A paper on depression, in actual fact, does say little about human misery and treatment. There is a body of people who assume psychiatric research into depression answers the questions of human misery but they're wrong. Research is only into what psychiatrists agree is depression. Individual misery is not a main concern no matter how much we'd all hope that that's what psychiatry can offer.
Subjective report of unwellness. That's what I'm calling misery. Now I know it's sort of more complicated when considering the finesse of psychopathology but, perhaps, it isn't.
The mental health system should be that simple but it isn't. The research is into what psychiatrists have agreed is a clinical syndrome. The syndrome is measured in research and operational tools are used in practice but these do not work on what patients expect.
I'll give you a true example. I met a girl in a bar. She was a new starter where I used to work. Somehow we got chatting about psychiatry. Her brother had recently been diagnosed with schizophrenia. He had noticed distress thoughts some of which seemed external in origin. He'd told his mum and his mum had taken him to a doctor.
The doctors treated him by sticking him in a psychiatric ward and starting him on medication. The medication is the chemical cosh or chemical restraint. There is no scientific evidence nor effort to find out if it would reduce the delusions and hallucinations which brought this young man into psychiatric care. The only thing was to ensure he was docile. This is the frightening truth of treatment. He was also incacerated in a psychiatric ward.
If I were him I wouldn't be happy with the result of treatment. If he knew what I know about schizophrenia he still wouldn't be happy with his treatment. A life of misery because of medication to make him docile and fit in better, bereft of all the pleasures of the schizo-type.
Let's take another real example. I'm pretty miserable at times. If I went to my doctors I could get a diagnosis of depression. Twenty years ago all he would have done is handed me antidepressants.

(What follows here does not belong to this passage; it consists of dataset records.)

PR #11604, opened 2023-12-29
feat: allow converting other targets to pages

### LINKED ISSUE #9262: Provide a safe way of overriding _isPageTargetCallback
I've recently been looking in to testing WebExtensions (e.g https://github.com/puppeteer/puppeteer/issues/2486). With the [action.openPopup API](https://developer.mozilla.org/en-US/docs/Mozilla/Add-ons/WebExtensions/API/action/openPopup), it's possible to trigger the extension popup by running code from the background page. This causes a new context to load which it would be useful to be able to automate.

Using the following, it actually is possible to get a reference to the new target:

```ts
const popup = await browser.waitForTarget(
  (target) =>
    target.type() === "other" &&
    target.url() === `chrome-extension://${extensionId}${path}`
);
```

However, calling `target.page()` returns `null` because the type is `other`: https://github.com/puppeteer/puppeteer/blob/1bbecb3bae0503fd1abf89c8e0a8be454628d679/packages/puppeteer-core/src/common/Browser.ts#L217-L227

Of course, this does make sense and the best solution would be accommodating extension testing in the Chrome Dev Tools protocol by returning a new "popup" type. At least one relevant issue is likely this one: https://crbug.com/1223710

In the meantime, however, removing the `_isPageTargetCallback` check does give you a page which can be automated! It sounds like some features are missing - https://github.com/puppeteer/puppeteer/issues/1215#issuecomment-486275427 - so exposing this should likely not be the default. That said, in my short amount of testing it seems to work well enough that allowing developers a way of experimenting with this functionality without needing to entirely fork Puppeteer may be desirable.

OrKoN:
Closes #9262


packages/puppeteer-core/src/bidi/Target.ts
```diff
@@ -38,8 +39,8 @@ export abstract class BidiTarget extends Target {
     this._browserContext = browserContext;
   }
 
-  override async worker(): Promise<null> {
-    return null;
+  override asPage(): Promise<Page> {
+    throw new Error('Not implemented');
```
Lightning00Blade: Use the Unsupported Error.

Lightning00Blade (approved):

PR #11614, opened 2024-01-02
ci: configure daily Canary Chrome tests

OrKoN:
Setup a workflow to test against the latest Canary build.


.github/workflows/canary.yml
```diff
@@ -0,0 +1,71 @@
+name: CI
```
Lightning00Blade:
```suggestion
name: Puppeteer Canary CI
```

Lightning00Blade (approved):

The problem is that, as far as I am aware, there is not a single research study on the effect of antidepressants on subjective unwellness. There is lots of research into the syndrome of depression, the accepted psychiatric concept. The problem is self report of unwellness doesn't really factor in.
Let me be precise. Someone who is suicidal could report unwellness. Someone who is hopeless or has lost interest in pleasurable things might also report subjective unwellness. But....and here's the big but...someone who reports feeling mentally unwell might not show the symptoms of clinical depression. In fact there's a study somewhere which shows this effect. As more and more symptoms from the cluster are required fewer people are clinically depressed even though all report subjective unwellness. Roughly equal numbers of men and women report subjective unwellness in this study but the rate of not meeting the criteria for depression using increasing numbers of symptoms gets worse quicker for men.
None of the studies are based on people who meet the sole criteria of subjective unwellness. In fact here's the thing about psychiatry and psychopathology of depression. People who didn't report subjective unwellness but got a diagnosis of depression (which is a possibility and lack-of-low-mood depression is an established thing inpsychiatry) would be clinically depressed whereas people who report unwellness but don't meet the criteria are considered in research as not depressed.
So there's no science to help people nor the human condition. There's just the bullshit of psychopathology. This has little relevance to patients...but they don't matter...because if they did then these questions would have already been banswered or attempted to be answered scientifically.